*TASK BRIEF*
Return all of the records below verbatim.

*MATERIAL SHOWN*
PR #144, opened 2017-09-07
React 16

mathisonian:
This updates the project to use react-16 (targeted against the `idyll-doc-updates` branch). Its a relatively minor change, but will be good to get in, and will potentially allow us to take advantage of the new error boundary features.

There are some warnings being thrown by Victory (only in dev - not production) but they are aware and say they'll fix these in the next release https://github.com/FormidableLabs/victory/issues/724

PR #167, opened 2017-09-15
v2 prerelease prep

bclinkinbeard:
This basically combines #144 and #145 and does some dependency clean up and upgrades. I'm going to create the prerelease from this branch but also wanted a place to discuss a few questions. Will be making specific code/commit comments for those.

### DIFF
--- a/packages/idyll-document/src/index.js
+++ b/packages/idyll-document/src/index.js
@@ -100,11 +100,11 @@ class Wrapper extends React.PureComponent {
       updateRefsCallbacks.push(this.onUpdateRefs);
     }
 
-    this.state = { hasError: false, errorMessage: '' };
+    this.state = { hasError: false, error: null };
   }
 
   componentDidCatch(error, info) {
-    this.setState({ hasError: true, errorMessage: error.message });
+    this.setState({ hasError: true, error: error });
   }
 
   onUpdateProps(newState, changedKeys) {
@@ -177,7 +177,7 @@ class Wrapper extends React.PureComponent {
     if (this.state.hasError) {
       return (
         <div style={{ border: 'solid red 1px', padding: 10}}>
-          {this.state.errorMessage}
+          {this.state.error.message}
         </div>
       );
     }
--- a/packages/idyll-document/src/index.js
+++ b/packages/idyll-document/src/index.js
@@ -99,6 +99,12 @@ class Wrapper extends React.PureComponent {
     if (props.hasHook || exps.some(v => v.includes('refs.'))) {
       updateRefsCallbacks.push(this.onUpdateRefs);
     }
+
+    this.state = { hasError: false, errorMessage: '' };
+  }
+
+  componentDidCatch(error, info) {
+    this.setState({ hasError: true, errorMessage: error.message });
   }
 
   onUpdateProps(newState, changedKeys) {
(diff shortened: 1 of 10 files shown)


packages/idyll-document/src/index.js
```diff
@@ -99,6 +99,12 @@ class Wrapper extends React.PureComponent {
     if (props.hasHook || exps.some(v => v.includes('refs.'))) {
       updateRefsCallbacks.push(this.onUpdateRefs);
     }
+
+    this.state = { hasError: false, errorMessage: '' };
+  }
+
+  componentDidCatch(error, info) {
+    this.setState({ hasError: true, errorMessage: error.message });
```
bclinkinbeard: Should we store the whole error object instead? Also, and more importantly, I was getting a message about cross origin errors that you didn't seem to be. I'm not sure if this is due to a new React build or what. Any ideas?

packages/idyll-document/src/index.js
```diff
@@ -168,6 +174,14 @@ class Wrapper extends React.PureComponent {
   }
 
   render() {
+    if (this.state.hasError) {
+      return (
+        <div style={{ border: 'solid red 1px', padding: 10}}>
+          {this.state.errorMessage}
+        </div>
+      );
+    }
```
bclinkinbeard: I got rid of the `<pre>` because it was preventing wrapping.

packages/idyll-document/src/utils/index.js
```diff
@@ -61,30 +61,13 @@ const evalExpression = (acc, expr) => {
...
-        })()
-      };
+      return ${expr};
     })()
-  `);
+  `;
+
+  try {
+    return eval(e);
+  } catch (err) {}
```
bclinkinbeard: I split out the construction from the eval call for easier debugging. There have been various times when I needed to check what was actually being evaluated and this format makes that easier.

More importantly, removing the interior try catch means errors still make it to the console. I think our error bound will keep things from getting into a bad state but do we care about the console showing errors? Probably not but I wanted to be sure.

packages/idyll-document/src/index.js
mathisonian: Storing the whole object seems like a reasonable thing to do. This is the only thing I could find https://facebook.github.io/react/docs/cross-origin-errors.html#webpack, I guess I was running a production build and didn't see this, hmmm

packages/idyll-document/src/utils/index.js
mathisonian: I think thats okay - it is frustrating if a program is broken and it doesn't show any error messages

packages/idyll-document/src/index.js
bclinkinbeard: Agreed on the whole object.

packages/idyll-document/src/utils/index.js
bclinkinbeard: 👍

bclinkinbeard:
@mathisonian any objections to merging this? Turns out our build/publish setup is wholly inadequate, but I'll tackle that in a separate issue/PR.

mathisonian:
Nope, cool with me. I've also given you publish access to the compiler

bclinkinbeard:
👍 👍

PR #169, opened 2017-09-16
Build system to properly support ES workflows

### LINKED ISSUE #168: Create an adequate build system
Turns out supporting the `module` field in `package.json` is a little more involved than I realized. It should point to a file that is a module entry, but all the files it imports/re-exports should already be transpiled since tools like Webpack will not process them, they have/need their own Babel config, etc.

`react-router` has a pretty good setup that I think we can/should probably mimic. https://github.com/ReactTraining/react-router/blob/master/packages/react-router-dom/tools/build.js and https://unpkg.com/react-router-dom@4.1.1/es/index.js for reference.

bclinkinbeard:
Fixes #168 

There were two things needed to enable consuming projects to actually take advantage of the `main` and `module` fields defined in the `package.json` files.

First, the source needed to actually be defined as ES modules, which it previously wasn't. This PR converts `idyll-components` and `idyll-document`. Not sure if we'll want/need to convert the others in the future.

Second, we needed to actually create an "ES bundle" via the build. This is essentially a copy of the ES source with everything but the module definitions/entry file transpiled ahead of time. This allows tree shaking in consumer builds without having to replicate our Babel setup.

Speaking of, the Babel setup for the `idyll-components` and `idyll-document` packages was streamlined and brought up to date. The `stage-2` preset was swapped out for the `babel-plugin-transform-object-rest-spread` plugin since I think that's all we were using from `stage-2`. We also need to use `BABEL_ENV` to create the two types of builds, so the `.babelrc` files now point to `.babelrc.js` files. This prepares us well for Babel 7, which will [deprecate](https://github.com/babel/babel/issues/5276) the use of `env` in `.babelrc` files.

This PR was modeled after `react-router`'s [setup](https://github.com/ReactTraining/react-router/blob/master/packages/react-router/tools/babel-preset.js).

### DIFF
--- a/packages/idyll-compiler/package.json
+++ b/packages/idyll-compiler/package.json
@@ -6,7 +6,7 @@
   "scripts": {
     "build": "nearleyc src/grammar.ne -o src/grammar.js",
     "test": "npm run build && mocha",
-    "prepublish": "npm run build"
+    "prepublishOnly": "npm run build"
   },
   "repository": {
     "type": "git",
--- a/packages/idyll-components/.babelrc
+++ b/packages/idyll-components/.babelrc
@@ -1,3 +1,3 @@
 {
-  "presets": ["env", "stage-2", "react"]
+  "presets": [ "./.babelrc.js" ]
 }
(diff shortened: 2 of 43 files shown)


bclinkinbeard:
Thoughts on this @mathisonian? This one might be easiest to review one commit at a time.

bclinkinbeard:
Renegade merge incoming!

mathisonian:
👍 Thanks @bclinkinbeard - this all looks good and makes sense to me. I might ask you some general questions about using the module field in gitter

PR #177, opened 2017-09-25
Holy crap the tests are passing

bclinkinbeard:
Neither of these changes in isolation seemed to fix things, but tests are passing locally with these changes.

Jest back to v20.0.4 and `babel-jest` removed. (It's loaded automatically AFAIK.)


mathisonian:
🎉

*YOUR SOLUTION*
PR #144, opened 2017-09-07
React 16

mathisonian:
This updates the project to use react-16 (targeted against the `idyll-doc-updates` branch). Its a relatively minor change, but will be good to get in, and will potentially allow us to take advantage of the new error boundary features.

There are some warnings being thrown by Victory (only in dev - not production) but they are aware and say they'll fix these in the next release https://github.com/FormidableLabs/victory/issues/724

PR #167, opened 2017-09-15
v2 prerelease prep

bclinkinbeard:
This basically combines #144 and #145 and does some dependency clean up and upgrades. I'm going to create the prerelease from this branch but also wanted a place to discuss a few questions. Will be making specific code/commit comments for those.

### DIFF
--- a/packages/idyll-document/src/index.js
+++ b/packages/idyll-document/src/index.js
@@ -100,11 +100,11 @@ class Wrapper extends React.PureComponent {
       updateRefsCallbacks.push(this.onUpdateRefs);
     }
 
-    this.state = { hasError: false, errorMessage: '' };
+    this.state = { hasError: false, error: null };
   }
 
   componentDidCatch(error, info) {
-    this.setState({ hasError: true, errorMessage: error.message });
+    this.setState({ hasError: true, error: error });
   }
 
   onUpdateProps(newState, changedKeys) {
@@ -177,7 +177,7 @@ class Wrapper extends React.PureComponent {
     if (this.state.hasError) {
       return (
         <div style={{ border: 'solid red 1px', padding: 10}}>
-          {this.state.errorMessage}
+          {this.state.error.message}
         </div>
       );
     }
--- a/packages/idyll-document/src/index.js
+++ b/packages/idyll-document/src/index.js
@@ -99,6 +99,12 @@ class Wrapper extends React.PureComponent {
     if (props.hasHook || exps.some(v => v.includes('refs.'))) {
       updateRefsCallbacks.push(this.onUpdateRefs);
     }
+
+    this.state = { hasError: false, errorMessage: '' };
+  }
+
+  componentDidCatch(error, info) {
+    this.setState({ hasError: true, errorMessage: error.message });
   }
 
   onUpdateProps(newState, changedKeys) {
(diff shortened: 1 of 10 files shown)


packages/idyll-document/src/index.js
```diff
@@ -99,6 +99,12 @@ class Wrapper extends React.PureComponent {
     if (props.hasHook || exps.some(v => v.includes('refs.'))) {
       updateRefsCallbacks.push(this.onUpdateRefs);
     }
+
+    this.state = { hasError: false, errorMessage: '' };
+  }
+
+  componentDidCatch(error, info) {
+    this.setState({ hasError: true, errorMessage: error.message });
```
bclinkinbeard: Should we store the whole error object instead? Also, and more importantly, I was getting a message about cross origin errors that you didn't seem to be. I'm not sure if this is due to a new React build or what. Any ideas?

packages/idyll-document/src/index.js
```diff
@@ -168,6 +174,14 @@ class Wrapper extends React.PureComponent {
   }
 
   render() {
+    if (this.state.hasError) {
+      return (
+        <div style={{ border: 'solid red 1px', padding: 10}}>
+          {this.state.errorMessage}
+        </div>
+      );
+    }
```
bclinkinbeard: I got rid of the `<pre>` because it was preventing wrapping.

packages/idyll-document/src/utils/index.js
```diff
@@ -61,30 +61,13 @@ const evalExpression = (acc, expr) => {
...
-        })()
-      };
+      return ${expr};
     })()
-  `);
+  `;
+
+  try {
+    return eval(e);
+  } catch (err) {}
```
bclinkinbeard: I split out the construction from the eval call for easier debugging. There have been various times when I needed to check what was actually being evaluated and this format makes that easier.

More importantly, removing the interior try catch means errors still make it to the console. I think our error bound will keep things from getting into a bad state but do we care about the console showing errors? Probably not but I wanted to be sure.

packages/idyll-document/src/index.js
mathisonian: Storing the whole object seems like a reasonable thing to do. This is the only thing I could find https://facebook.github.io/react/docs/cross-origin-errors.html#webpack, I guess I was running a production build and didn't see this, hmmm

packages/idyll-document/src/utils/index.js
mathisonian: I think thats okay - it is frustrating if a program is broken and it doesn't show any error messages

packages/idyll-document/src/index.js
bclinkinbeard: Agreed on the whole object.

packages/idyll-document/src/utils/index.js
bclinkinbeard: 👍

bclinkinbeard:
@mathisonian any objections to merging this? Turns out our build/publish setup is wholly inadequate, but I'll tackle that in a separate issue/PR.

mathisonian:
Nope, cool with me. I've also given you publish access to the compiler

bclinkinbeard:
👍 👍

PR #169, opened 2017-09-16
Build system to properly support ES workflows

### LINKED ISSUE #168: Create an adequate build system
Turns out supporting the `module` field in `package.json` is a little more involved than I realized. It should point to a file that is a module entry, but all the files it imports/re-exports should already be transpiled since tools like Webpack will not process them, they have/need their own Babel config, etc.

`react-router` has a pretty good setup that I think we can/should probably mimic. https://github.com/ReactTraining/react-router/blob/master/packages/react-router-dom/tools/build.js and https://unpkg.com/react-router-dom@4.1.1/es/index.js for reference.

bclinkinbeard:
Fixes #168 

There were two things needed to enable consuming projects to actually take advantage of the `main` and `module` fields defined in the `package.json` files.

First, the source needed to actually be defined as ES modules, which it previously wasn't. This PR converts `idyll-components` and `idyll-document`. Not sure if we'll want/need to convert the others in the future.

Second, we needed to actually create an "ES bundle" via the build. This is essentially a copy of the ES source with everything but the module definitions/entry file transpiled ahead of time. This allows tree shaking in consumer builds without having to replicate our Babel setup.

Speaking of, the Babel setup for the `idyll-components` and `idyll-document` packages was streamlined and brought up to date. The `stage-2` preset was swapped out for the `babel-plugin-transform-object-rest-spread` plugin since I think that's all we were using from `stage-2`. We also need to use `BABEL_ENV` to create the two types of builds, so the `.babelrc` files now point to `.babelrc.js` files. This prepares us well for Babel 7, which will [deprecate](https://github.com/babel/babel/issues/5276) the use of `env` in `.babelrc` files.

This PR was modeled after `react-router`'s [setup](https://github.com/ReactTraining/react-router/blob/master/packages/react-router/tools/babel-preset.js).

### DIFF
--- a/packages/idyll-compiler/package.json
+++ b/packages/idyll-compiler/package.json
@@ -6,7 +6,7 @@
   "scripts": {
     "build": "nearleyc src/grammar.ne -o src/grammar.js",
     "test": "npm run build && mocha",
-    "prepublish": "npm run build"
+    "prepublishOnly": "npm run build"
   },
   "repository": {
     "type": "git",
--- a/packages/idyll-components/.babelrc
+++ b/packages/idyll-components/.babelrc
@@ -1,3 +1,3 @@
 {
-  "presets": ["env", "stage-2", "react"]
+  "presets": [ "./.babelrc.js" ]
 }
(diff shortened: 2 of 43 files shown)


bclinkinbeard:
Thoughts on this @mathisonian? This one might be easiest to review one commit at a time.

bclinkinbeard:
Renegade merge incoming!

mathisonian:
👍 Thanks @bclinkinbeard - this all looks good and makes sense to me. I might ask you some general questions about using the module field in gitter

PR #177, opened 2017-09-25
Holy crap the tests are passing

bclinkinbeard:
Neither of these changes in isolation seemed to fix things, but tests are passing locally with these changes.

Jest back to v20.0.4 and `babel-jest` removed. (It's loaded automatically AFAIK.)


mathisonian:
🎉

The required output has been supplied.